その後もTHE CASUALTIESは、7thアルバム『UNDER ATTACK』(2006年)、8thアルバム『WE ARE ALL WE HAVE』(2009年)などコンスタントに作品を重ねつつ精力的に活動を続けていく。2006年6月には3度目の来日をし、福島、浜松、広島などにも足を延ばしてる。このときの模様は後日、『CAN’T STOP US』のタイトルでDVD化されてる(日本盤未発売)。この作品は、第10回のReconsideration(再考論)で
( https://grindhouse.site/reconsideration_part10_thecasualties/ )紹介してる。
が、しかし、そんななかの2017年7月、突然、目を疑うようなニュースが飛び込んできた。ジョージ・ヘレーラが脱退したというのだ。バンドの公式ウェブサイトに「もはやジョージはバンドでツアーを廻る生活が、彼の望むべきものではなくなった」とあった。
THE CASUALTIESの結成者であり、バンドの“顔的存在”であり、シンガーであり、またリリシストでもあるジョージの脱退は衝撃的で、かなり驚いた。

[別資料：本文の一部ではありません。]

PR #11478, opened 2026-05-07
build(cli): notarize macOS OneKey CLI standalone package

sidmorizon:
## Summary
- Enable Developer ID Hardened Runtime signing and Apple notarization for the macOS standalone OneKey CLI workflow.
- Sign the embedded @napi-rs/keyring native binding before SEA embedding and add CLI-specific Hardened Runtime entitlements.
- Produce notarizable ZIP and npm tarball artifacts, then verify raw, ZIP-contained, and npm-tarball-contained binaries before upload.

## Intent & Context
The standalone macOS CLI now runs as the OneKey CLI identity for Keychain access, instead of being attributed to node or security. The remaining launch problem was Gatekeeper blocking binaries downloaded from GitHub artifacts, Slack, or browser-based channels. The goal is to make the CI-produced macOS CLI artifact acceptable to Gatekeeper without requiring extra Apple App ID, provisioning profile, CloudKit, sandbox, or keychain access group setup.

## Root Cause
The previous workflow only performed codesign --verify. That validates the code signature structure but does not prove Apple notarization has accepted the artifact or that a quarantined download can execute. The standalone CLI workflow did not submit the signed artifact to Apple notarization and did not run a quarantined first-run check against the packaged artifacts.

## Design Decisions
- Reuse the existing desktop Developer ID and notarization secrets: DESKTOP_KEYS_SECRET, CSC_KEY_PASSWORD, APPLEID, APPLEIDPASS, and ASC_PROVIDER.
- Keep the CLI as a plain Mach-O executable with signing identifier so.onekey.cli. No Apple App ID or provisioning profile is needed because this CLI does not use CloudKit, App Sandbox, app groups, or a Keychain access group.
- Enable Hardened Runtime for notarization and add CLI-specific entitlements for Node/V8 and native addon loading.
- Sign a copied @napi-rs/keyring native .node file before embedding it into the SEA executable so the extracted native binding is not left as an unsigned dependency under the standalone CLI flow.
- Make the packaging script fail if the raw executable, distribution ZIP, or npm tarball contains a missing, non-executable, wrong-architecture, unsigned, or NODE_OPTIONS-unpatched binary.
- Submit the ZIP to notarytool, then verify the online notarization ticket for raw, ZIP-contained, and npm-tarball-contained binaries before upload. A plain binary and ZIP cannot be stapled like an app, pkg, or dmg; a stapled pkg or dmg can be added later if offline first-run support is required.
[...]

PR #11650, opened 2026-05-15
build(cli): publish signed macOS standalone via platform subpackages

originalix:
## Summary
- Wire morizon's signed macOS standalone CLI (#11478) into the npm publish flow as a platform-split package, so `npm i -g @onekeyfe/cli` on macOS pulls a notarized Mach-O binary with its own process identity (`so.onekey.cli`) instead of a Node-subprocess wrapper.
- Re-architect `cli-publish.yml` as the single dispatch entry point: `get-version` → `standalone` matrix (publishes per-arch subpackages) → guarded main-package publish.
- Source repo no longer carries `optionalDependencies`; they're injected into the published tarball at pack time to avoid a yarn 4 chicken-and-egg with not-yet-published subpackages.

## Intent & Context

In Slack thread https://onekeygroup.slack.com/archives/C022268A5EW/p1778146077821629, zuozhuo asked for this work after merging #11478. The thread surfaced a real security issue with the npm-distributed CLI as it shipped: it was a JS bundle launched by `node`, so when it wrote to the macOS keychain the item was attributed to the `security`/`node` namespace rather than a dedicated process identity. Any external process invoking `security find-generic-password` could read OneKey's stored secrets without prompting the user.

The fix already existed in #11478 (signed, notarized macOS standalone Mach-O with bundle id `so.onekey.cli`) but its `cli-macos-standalone.yml` workflow only uploaded build artifacts — it was never wired into the npm publish path. This PR closes that gap.

## Root Cause

Two non-obvious traps were discovered mid-implementation (both cost a full CI round to confirm — visible in the commit history):

1. **Yarn 4 hard-fails on `optionalDependencies` 404s** (unlike npm, which silently skips). If we declared `@onekeyfe/cli-darwin-arm64` in source `apps/cli/package.json`, the `standalone` job itself — which needs to publish that subpackage — could never run `yarn install --immutable` to bootstrap, because the subpackage doesn't exist on npm until that job publishes it.

2. **Guards and injectors sharing a stale source of truth.** The first version of the pre-publish guard read subpackage names from `package.json.optionalDependencies`, but the fix for (1) removed that field from source — the guard then read empty and failed. Plus, retrying after a half-failed pipeline crashed because the standalone publish step wasn't idempotent against npm's no-overwrite rule.

## Design Decisions

1. **Reusable workflow (`workflow_call`) over inlining or cross-workflow scheduling.** `cli-macos-standalone.yml` gained a `workflow_call` entry mirroring its `workflow_dispatch` inputs. `cli-publish.yml` calls it via `uses: ./.github/workflows/cli-macos-standalone.yml`. From the release operator's view this is single-dispatch; from the maintainer's view standalone logic stays a single source of truth that morizon can still dispatch independently. Inlining was considered and rejected (would duplicate 150+ lines and remove the ability to test standalone packaging in isolation).

2. **Platform-split package** (`@onekeyfe/cli-darwin-arm64`, `@onekeyfe/cli-darwin-x64`) using npm's `os`/`cpu` filtering + `optionalDependencies`. This is the industry-standard layout (esbuild, swc, @rollup/rollup-darwin-arm64). The main package's `bin/onekey` is a Node shim that `require.resolve`s the platform subpackage and `spawnSync`s the real binary.

3. **Inject `optionalDependencies` at pack time, not in source.** Source `apps/cli/package.json` stays free of platform deps — yarn installs cleanly everywhere, no lockfile churn. `cli-publish.yml` writes `optionalDependencies` into the package.json right before `npm pack`, so only the published tarball carries the routing metadata. Subpackage names come from a single job-level `PLATFORM_SUBPKGS` env that both the guard and the inject step read from.

4. **Fail-loud on macOS, fallback on other platforms.** macOS arm64/x64: if the platform subpackage is missing (e.g. `--no-optional`, network hiccup, npm cache corruption), the shim exits 1 with an actionable error — never silently downgrade a macOS user to the weak-keychain JS-bundle path. Linux/Windows: fall back to `dist/cli.js` with a stderr warning, because standalone packaging isn't built for those platforms yet.

5. **Idempotent subpackage publish + pre-publish guards.** Guard 1 refuses to re-publish a main version that's already on npm. Guard 2 verifies every platform subpackage is on npm at the same version before publishing the main package. The standalone publish step does an `npm view` check before `npm publish` and skips if the version already exists — so retries after a partial pipeline failure don't require burning a version bump.

6. **`dist-tags.latest` deliberately unchanged.** It still points at `0.1.0-alpha.0`. The alpha line lives under `dist-tags.next`, so default `npm i -g @onekeyfe/cli` (which resolves `latest`) doesn't auto-pull alpha builds. `latest` will flip when the first stable release is cut.

## Changes Detail

- **`apps/cli/bin/onekey`**: rewritten from a 5-line `require('../dist/cli.js')` into a platform router. macOS → resolve `@onekeyfe/cli-darwin-${arch}` and `spawnSync` its bin; other platforms → fall back to JS bundle with stderr warning; macOS missing subpackage → fail-loud with reinstall hint + issue link.
- **`apps/cli/package.json`**: never carries `optionalDependencies` in source. Version bumped through alpha.6 → alpha.9 across iterations.
- **`apps/cli/scripts/bump-version.js`**: unchanged from baseline. An earlier attempt to also sync platform subpackage versions in this script was reverted once `optionalDependencies` moved out of source.
- **`.github/workflows/cli-macos-standalone.yml`**: adds `workflow_call:` entry mirroring `workflow_dispatch:` inputs (callable as reusable workflow without losing independent dispatchability). The npm publish step is now idempotent — `npm view` check before `npm publish`.
- **`.github/workflows/cli-publish.yml`**: orchestrates the full release. `get-version` (with `npm_tag` output) → `standalone` (reusable, matrix-parallel arm64+x64, publishes subpackages) → `publish` (guards + inject `optionalDependencies` + `npm pack` + publish main). Both guard and inject read from a single `PLATFORM_SUBPKGS` env.

## Risk Assessment

- **Risk Level**: Medium
- **Affected Platforms**: macOS CLI installs (new behavior); Linux/Windows CLI installs (unchanged — JS bundle fallback explicitly)
- **Risk Areas**:
  - macOS users upgrading from `alpha.4` (JS bundle, shared keychain) to `alpha.8+` (standalone, isolated keychain) will see a fresh keychain access prompt the first time the new binary touches keychain items written by the old form. Existing entries created by `alpha.4` carry an access ACL that doesn't include `so.onekey.cli`, so macOS requires explicit user confirmation. This is the intended security behavior, but worth flagging in release notes.
  - Plain Mach-O + zip artifacts cannot be stapled (Apple stapler only works on `.app`/`.pkg`/`.dmg`). First launch on a fresh machine requires online notarization ticket lookup via Gatekeeper. Offline first-run is currently unsupported — to be addressed when we add `.pkg` packaging.
  - Linux/Windows installs still ship the old JS-bundle form. The stderr warning is easy to miss when stdout is piped. When standalone packaging lands for those platforms, the warning will become a hard fail.

## Test plan

- [x] CI: full pipeline green end-to-end at `0.1.0-alpha.8` — https://github.com/OneKeyHQ/app-monorepo/actions/runs/25844130791
- [x] npm registry: all three packages (`@onekeyfe/cli`, `@onekeyfe/cli-darwin-arm64`, `@onekeyfe/cli-darwin-x64`) at `0.1.0-alpha.8`; `dist-tags.next` advanced; `dist-tags.latest` unchanged.
- [x] Local install verification on darwin-arm64: `npm i -g @onekeyfe/cli@next` installs main + arm64 subpackage only; `@onekeyfe/cli-darwin-x64` correctly skipped via `cpu` filtering. `onekey --version` runs without the JS-bundle fallback warning. `codesign -dv` confirms `Identifier=so.onekey.cli`, `TeamIdentifier=BVJ3FU5H2K`, Authority chain to Apple Root CA, notarization valid.
- [x] Functional keychain isolation: `onekey auth login --app-transfer` writes a keychain item named `onekey-cli`. Keychain Access.app shows Access Control set to "Confirm before allowing access" with only the `onekey` binary in the allow list — external processes calling `security` are blocked from silent reads. Confirmed by @zuozhuo in thread.
- [x] Uninstall / reinstall cycle: clean removal via `npm uninstall -g @onekeyfe/cli`; fresh install routes correctly without leftover state.

Refs:
- Slack thread: https://onekeygroup.slack.com/archives/C022268A5EW/p1778146077821629
- Upstream signing/notarization PR: #11478


revan-zhang:

|---|---|---|---|---|---|---|
| :white_check_mark: | Open Source Security| 0 | 0 | 0 | 0 | [ 0 issues](https://app.snyk.io/org/rayston92/pr-checks/c68da5b8-0ddc-4e2b-ba12-67417bfa9279?refs=21e4f5f7ad53ed6e68f49dda0999f0650e83e46a&source=prChecksComment) |
| :white_check_mark: | Licenses| 0 | 0 | 0 | 0 | [ 0 issues](https://app.snyk.io/org/rayston92/pr-checks/c68da5b8-0ddc-4e2b-ba12-67417bfa9279/license?refs=21e4f5f7ad53ed6e68f49dda0999f0650e83e46a&source=prChecksComment) |

limichange (approved):

huhuanming (approved):

PR #11668, opened 2026-05-15
fix: scope BTC reward history by instance only (OK-54480)

originalix:
## Summary
- Drop `walletAddress` from BTC reward history query — backend now scopes purely by `X-Onekey-Instance-Id` header.
- Remove `useActiveAccount` / `AccountSelectorProviderMirror` dependency from the page (no longer needed).
- `IBtcRewardHistoryParams.walletAddress` removed from the shared type.

## Intent & Context
Bug OK-54480 reports: after switching accounts in the redemption history page, BTC reward records disappear; another client with the same wallet only sees the currently-selected account's records.

Root issue is twofold:
1. The page was passing the current account's Base address as `walletAddress`, so any account switch changed the query and the list emptied.
2. Even with the existing backend `OR { instanceId, walletAddress }` fallback (added in OK-54113), the wallet-address branch let any caller probe arbitrary addresses they happen to know — a privacy leak (`security: []` on this endpoint, no ownership proof on the param).

After discussion we accepted the boundary: **anonymous users only see records from the current device.** That's the natural scope for a non-authenticated, write-anywhere endpoint, and it cleanly resolves both the "switch account loses records" bug and the address-probe leak.

## Root Cause
`RedemptionHistory.tsx` derived `walletAddress` from the active account's Base derivation and passed it to `btcRewardHistory({ walletAddress, pageSize })`. The backend filter (`server-service-rebate/src/entity/btc-reward/service/btc-redemption.service.ts`) treats a present `walletAddress` as an OR clause against `instanceId`, but the per-address branch is what allowed the cross-account probe. By omitting `walletAddress` entirely the backend falls into its `else` branch — `filter.instanceId = instanceId` — which is what we want.

## Design Decisions
- **Considered scoping by `userId` (OneKeyId)**: cleanest cross-device story, but BTC reward endpoints are explicitly anonymous (`security: []`), and the schema currently stores no `userId` on records. Out of scope.
- **Considered backend-side `instanceId` cluster expansion via `walletAddress` lookup**: rejected — single-hop expansion is incomplete (cannot traverse the full bipartite graph), still leaves fresh accounts empty, and turns the existing per-address leak into a per-device-cluster leak. Real privacy regression.
- **Considered passing `walletAddress[]` of every derived account**: viable but adds 50–300ms first-load BIP32 derivation cost on HD wallets and still has the address-probe leak unless paired with ownership proofs. Defer until a concrete cross-device requirement appears.
- **Chose: drop `walletAddress` from the request entirely.** Smallest diff, no schema change, no privacy regression, immediately fixes the reported account-switch bug.

## Changes Detail
- `packages/shared/src/referralCode/type.ts` — remove `walletAddress` from `IBtcRewardHistoryParams`.
- `packages/kit/src/views/Redemption/pages/RedemptionHistory.tsx` — drop the address-derivation `usePromiseResult` block, the `useActiveAccount` hook, the `AccountSelectorProviderMirror` wrapper, the `baseNetworkId` constant and related imports; BTC reward call now only passes `{ pageSize: 100 }`; `isLoading` no longer waits on address derivation.
- `packages/kit-bg/src/services/ServiceReferralCode.ts` — no edit; signature inherits from the trimmed shared type automatically.

## Risk Assessment
- **Risk Level**: Low
- **Affected Platforms**: All (Extension / Mobile / Desktop / Web — single shared page)
- **Risk Areas**:
  - Backend OAS may still mark `walletAddress` as required on `GET /rebate/v1/btc-reward/history`. Schema declares it `required: false`, but if the route validator rejects missing param the request will 400. Needs verification on staging before relying on the auto-merge.
  - Records committed before `instanceId` was stored on `btc_redemption_codes` (field is `required: false` in schema) will not surface for any client. Pre-existing data hole, not introduced by this PR.

## Test plan
- [ ] Open Settings → Redeem → History on a device that has redeemed BTC reward; confirm the records list is non-empty.
- [ ] Switch the active account from the account selector; the BTC reward rows should remain visible (this is the OK-54480 regression).
- [ ] Switch wallets entirely; same — rows persist as long as you stay on the same device/install.
- [ ] On a fresh install (different `instanceId`), import the same wallet; confirm the BTC reward list is empty (expected new boundary; legacy OneKeyId-scoped rows still appear if logged in).
- [ ] Network tab: verify the request to `/rebate/v1/btc-reward/history` no longer includes `walletAddress` in the query string and returns 200.
- [ ] Legacy redemption rows (GiftOutline icon) still load when OneKeyId is logged in and disappear when logged out — unchanged behavior.

### DIFF
--- a/packages/kit/src/views/Redemption/pages/RedemptionHistory.tsx
+++ b/packages/kit/src/views/Redemption/pages/RedemptionHistory.tsx
@@ -4,13 +4,10 @@ import { useIntl } from 'react-intl';
 
 import { Badge, Empty, Page, Spinner, YStack } from '@onekeyhq/components';
 import backgroundApiProxy from '@onekeyhq/kit/src/background/instance/backgroundApiProxy';
-import { AccountSelectorProviderMirror } from '@onekeyhq/kit/src/components/AccountSelector';
 import { ListItem } from '@onekeyhq/kit/src/components/ListItem';
 import { useOneKeyAuth } from '@onekeyhq/kit/src/components/OneKeyAuth/useOneKeyAuth';
 import useAppNavigation from '@onekeyhq/kit/src/hooks/useAppNavigation';
 import { usePromiseResult } from '@onekeyhq/kit/src/hooks/usePromiseResult';
-import { useActiveAccount } from '@onekeyhq/kit/src/states/jotai/contexts/accountSelector';
-import { getNetworkIdsMap } from '@onekeyhq/shared/src/config/networkIds';
 import { ETranslations } from '@onekeyhq/shared/src/locale';
 import { defaultLogger } from '@onekeyhq/shared/src/logger/logger';
 import { EBtcRewardStatus } from '@onekeyhq/shared/src/referralCode/type';
@@ -20,15 +17,12 @@ import type {
 } from '@onekeyhq/shared/src/referralCode/type';
 import { EModalReferFriendsRoutes } from '@onekeyhq/shared/src/routes';
 import { formatDate } from '@onekeyhq/shared/src/utils/dateUtils';
-import { EAccountSelectorSceneName } from '@onekeyhq/shared/types';
 
 import {
   formatUsd,
   getBtcRewardStatusConfig,
   isBtcRewardSnapshotStatus,
 } from '../utils';
-
-const baseNetworkId = getNetworkIdsMap().base;
 
 type IUnifiedRecord =
   | {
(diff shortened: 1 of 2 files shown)


revan-zhang:

|---|---|---|---|---|---|---|
| :white_check_mark: | Open Source Security| 0 | 0 | 0 | 0 | [ 0 issues](https://app.snyk.io/org/rayston92/pr-checks/52fba251-ea1c-4652-ae52-b83eacadb386?refs=cb98bc618c9aaa8ffe6c9a9b6df6c5c330a8dd4c&source=prChecksComment) |
| :white_check_mark: | Licenses| 0 | 0 | 0 | 0 | [ 0 issues](https://app.snyk.io/org/rayston92/pr-checks/52fba251-ea1c-4652-ae52-b83eacadb386/license?refs=cb98bc618c9aaa8ffe6c9a9b6df6c5c330a8dd4c&source=prChecksComment) |

limichange (approved):

Minnzen (approved):

Issue #3472, opened 2023-03-02
Linux > Android, cursor says "input not allowed", but it is.


grummbeer:
### Bug Description

Ambiguous communication, the symbol on the mouse signals that the input is not allowed, but it is possible.

### How to Reproduce

Connect to android, "Input control" is "off", set it to "ON", the cursor symbol is still signals "not possible"

### Expected Behavior

Synbol should not be visible if input is allowed.

### Operating system(s) on local side and remote side

Linux > Android

### RustDesk Version(s) on local side and remote side

source

### Screenshots

![icon-on-mobile-ambiguos](https://user-images.githubusercontent.com/67791701/222460260-825b9549-f9b5-4004-be74-08ba066d6302.gif)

今だからこそ書ける話なのだけど、実は密かに4度目の来日の話を進めようとしてた。US本国での所属レーベルだったSideOneDummyを離れたことで日本のレコード会社とのライセンスディールを失ったこともあり、2006年6月の再々来日以来、久しく日本の地を踏んでなかったからだ。が、しかしバンドのコンタクト先がわからず。すると偶然なのだけど、知人がバンドと近しく、連絡をとってみますと申し出てくれた。しばらくしてその知人から連絡があり、「何度もメールしてるんですけど、まったく返信がないんです。もしかすると、ジョージに性的暴行疑惑があり、それでバンド内が混乱してるのかもしれません」との報告を受けた。この話にも驚いたけど、それから程なくして、ジョージの脱退が報じられた。これで来日の話を持ちかけるのは一気に水泡に帰してしまったのだった…。
ジョージは、中南米エクアドル最大の都市グアヤキル生まれの移民だ。母国語はスペイン語で、THE CASUALTIESでは、『ON THE FRONT LINE』のスペイン語ヴァージョン『En la Línea del Frente』(2005年/日本盤未発売)も残してる。

En la Línea del Frente

とにかくジョージの脱退が残念でならない…。